Today, we are dependent on all sorts of applications and websites. One such example is the all-famous Instagram app; perfect for eternalising all those glorious moments in our glorious lives by sharing them with our ever-growing number of followers. You know that feeling when life feels like it’s at a complete standstill after you’ve posted a new picture through your account and no one seems to be online because no “likes” are trickling in? You start to make up excuses in your mind – people are stuck in traffic, are still asleep or probably just crazy busy at work because there can be no explanation as to why those little hearts haven’t been coloured red yet. A couple of hours pass by and still not a peep. You decide to remove the ill-fated picture and pretend it never existed because you can’t stand the awkward feeling of not garnering attention from a single person, not even that borderline stalker friend who likes and comments on all of your pictures. Such is the power of social media websites and the applications which accompany them in our lives today.

Because there is such a vast amount of websites and apps in the recent years, a simpler way of signing up for accounts has been identified and put to use. The good news is that we are now given the option of logging into websites using Facebook as a more convenient means to avoid managing multiple login IDs and passwords and let’s be honest — most of us prefer signing in through Facebook because honestly, filling in forms and going through the hassle of registering for a new account can be a real pain.

The main downside of Facebook logins means that we are giving away a lot of our personal information for an indefinite amount of time — for instance, the list of friends on our Facebook account along with our likes and dislikes to websites which may not be entirely secure.
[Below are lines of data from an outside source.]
PR #1180, opened 2022-03-07
Dds #965 shared memory support with transient local qos

### LINKED ISSUE #965: Enable shared memory support for transient local readers and writers

MatthiasKillat:
Resolves #965

### DIFF
--- a/src/core/ddsc/src/dds_reader.c
+++ b/src/core/ddsc/src/dds_reader.c
@@ -518,19 +518,21 @@ static iox_sub_options_t create_iox_sub_options(const dds_qos_t* qos) {
     opts.queueCapacity = (uint64_t)qos->history.depth;
   } else {
     opts.queueCapacity = max_sub_queue_capacity;
+    if (qos->reliability.kind == DDS_RELIABILITY_RELIABLE) {
+      opts.queueFullPolicy = QueueFullPolicy_BLOCK_PRODUCER;
+    }
   }
 
-  if(qos->reliability.kind == DDS_RELIABILITY_RELIABLE) {
-    opts.queueFullPolicy = QueueFullPolicy_BLOCK_PRODUCER; 
-  }
-
-  if(qos->durability.kind == DDS_DURABILITY_VOLATILE) {
+  // with BEST EFFORT DDS requires that no historical
+  // data is received (regardless of durability)
+  if(qos->reliability.kind == DDS_RELIABILITY_BEST_EFFORT ||
+     qos->durability.kind == DDS_DURABILITY_VOLATILE) {
     opts.historyRequest = 0;
   } else {
-    // Transient Local and stronger
+    // TRANSIENT LOCAL and stronger
     opts.historyRequest = (uint64_t) qos->history.depth;
-    // if the publisher cannot guarantee support for this request we
-    // will not be connected by iceoryx
+    // if the publisher does not support historicial data
+    // it will not be connected by iceoryx
     opts.requirePublisherHistorySupport = true;
   }
 
--- a/src/core/ddsc/src/dds_reader.c
+++ b/src/core/ddsc/src/dds_reader.c
@@ -491,6 +491,45 @@ static bool dds_reader_support_shm(const struct ddsi_config* cfg, const dds_qos_
           DDS_DURABILITY_VOLATILE == qos->durability.kind &&
           DDS_HISTORY_KEEP_LAST == qos->history.kind);
 }
+
+static iox_sub_options_t create_iox_sub_options(const dds_qos_t* qos) {
+
+  iox_sub_options_t opts;
+  iox_sub_options_init(&opts);
+
+  const uint32_t max_sub_queue_capacity = iox_cfg_max_subscriber_queue_capacity();
+
+  // NB: We may lose data after history.depth many samples are received (if we
+  // are not taking them fast enough from the iceoryx queue and move them in
+  // the reader history cache), but this is valid behavior for volatile.
+  // It may still lead to undesired behavior as the queues are filled very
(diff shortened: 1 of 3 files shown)


src/core/ddsc/src/dds_writer.c
```diff
@@ -298,15 +298,50 @@ static bool dds_writer_support_shm(const struct ddsi_config* cfg, const dds_qos_
...
+
+  if(qos->reliability.kind == DDS_RELIABILITY_RELIABLE) {
+    opts.subscriberTooSlowPolicy = ConsumerTooSlowPolicy_WAIT_FOR_CONSUMER;
+  }
+
+  if(qos->durability.kind == DDS_DURABILITY_VOLATILE) {
+    opts.historyCapacity = 0;
+  } else {
+    // Transient Local and stronger
+    if (qos->durability_service.history.kind == DDS_HISTORY_KEEP_LAST) {
```
MatthiasKillat, line 337: Not sure whether the logic is completely sound here. It is hard to test in https://github.com/eclipse-cyclonedds/cyclonedds-cxx/pull/238 as it seems it is not possible to create a DataWriter with non-default values for durability_service.history.kind (despite using `TopicQoS`).

I am unsure whether the ctor of `DataWriterQos` from `TopicQoS` there should even work in general, but apparently it compiles ... I did not really look into it.

MatthiasKillat:
@eboasson ready for review, but I am not sure whether durability_service.history.depth is used correctly and everything behaves as expected. Testing in https://github.com/eclipse-cyclonedds/cyclonedds-cxx/pull/238 proves difficult as it seems that I cannot set this value with the QoS.

src/core/ddsc/src/dds_reader.c
```diff
@@ -483,13 +483,60 @@ static bool dds_reader_support_shm(const struct ddsi_config* cfg, const dds_qos_
...
+  return (DDS_READER_QOS_CHECK_FIELDS ==
               (qos->present & DDS_READER_QOS_CHECK_FIELDS) &&
           DDS_LIVELINESS_AUTOMATIC == qos->liveliness.kind &&
-          DDS_INFINITY == qos->deadline.deadline &&
-          DDS_DURABILITY_VOLATILE == qos->durability.kind &&
-          DDS_HISTORY_KEEP_LAST == qos->history.kind);
+          DDS_INFINITY == qos->deadline.deadline);
+}
+
+static iox_sub_options_t create_iox_sub_options(const dds_qos_t* qos) {
```
MatthiasKillat, line 501: iox options are now created in this function according to the DDS QoS.

The mapping can be tricky in edge cases.

src/core/ddsc/src/dds_writer.c
eboasson: I think I know why that is: the spec doesn't list `DurabilityService` as a QoS on the Topic, but that must be an oversight because it is an essential part of the definition of "transient" behaviour. OpenSplice corrected that, but incorrectly dropped it from the DataWriter. Cyclone's C++ binding came from OpenSplice and I suppose nobody noticed.

What should work is setting the `DurabilityService` QoS on the topic, because it looks to me like that gets propagated by the C++ binding to the Cyclone core, and then the DataWriter QoS should then inherit from it. If it doesn't propagate, then I am tempted to call that a bug.

eboasson (commented):
LGTM, I suppose I can't fault you for not doing tests in C (extending the existing tests is tricky business ...) and https://github.com/eclipse-cyclonedds/cyclonedds-cxx/pull/238/files looks to not be quite done yet because of the "durability service" QoS complications.

MatthiasKillat:
@eboasson Testing in C++ is a bandaid fix as Testing in C is difficult due to the framework used. It is much easier to set up proper tests in GTest (especially with proper test fixture and typed tests). We should add some tests in C as well, but I would prefer not to in this pull request.

MatthiasKillat:
@eboasson If you mean creating topic QoS and writer QoS from them like so https://github.com/eclipse-cyclonedds/cyclonedds-cxx/pull/238#discussion_r824783756, then this does not appear to work (I observe this when I add some output or debug in the C code).

However, the tests pass there (with this branch ApexAI:dds-#965-shared-memory-support-with-transient-local-qos, not with the current master of course). It is just that it never uses non-default values.

src/core/ddsc/src/dds_writer.c
MatthiasKillat: If it the history depth is set on the topic QoS it appears to propagate correctly.

MatthiasKillat:
@eboasson @budrus @sumanth-nirmal Changed to not block iceoryx publishers with Reliable QoS

src/core/ddsi/src/ddsi_cdrstream.c
```diff
@@ -434,6 +434,9 @@ static uint32_t get_collection_elem_size (uint32_t insn, const uint32_t * __rest
     case DDS_OP_VAL_EXT:
       abort ();
       break;
+    default:
+      // unexpected value
+      abort ();
```
MatthiasKillat, line 439: Stealth fix of warning to appease ROS 2 but also to avoid returning an uninitialized value in the default case (can this happen?). We could also initialize the value with zero upon declaration but this a) is likley not optimized away in all other cases and b) returns still a zero in all non-handled cases (default, is this logically acceptable?)

eboasson (approved):
Looks good to me in combination with https://github.com/eclipse-cyclonedds/cyclonedds-cxx/pull/238. (The test failures there are obviously related to the changes here, and locally it all works as expected.) Thanks @MatthiasKillat !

According to Jane Blume, a management consultant and owner of Desert Sky Communications, a PR firm in New Mexico, logging in via Facebook poses too much of an identity-theft risk.

“It gives the website access not only to my personal information, but to information about everyone I’m connected to. I don’t want their privacy invaded without their consent. I work very hard to protect myself from identity theft,” Blume said.

A lot of us are more open to using third-party logons namely, Matthew White, chief executive officer of mobile-app developer at Whitepoint Inc. in Georgia, U.S., but would still advise people to be alert and careful.

“As a user, Facebook sign-in integration is incredibly convenient for developers building new products. But many users are becoming increasingly wary of how the information is being used, who else accesses that information and what impact — if any — it has on their friends’ information.

While it might appear to be more convenient to gain access to programs or applications by logging in through Facebook, this can only mean that we volunteer our personal information to third-party websites and even if the apps are eventually uninstalled from our devices, it doesn’t change the fact that our information is stored in servers far, far away in lands unbeknownst to us. Developers of these apps and programs study and store our personal information and preferences so that they can specifically design the right product based on the preferences of their targeted market in the future. It also greatly helps them in product marketing so its not surprising that the ads shown on your internet browser varies largely from what would be displayed on your 45-year old uncle’s.

At the end of the day, the question we should ask ourselves is: Where should we draw the line between convenience and personal data safety?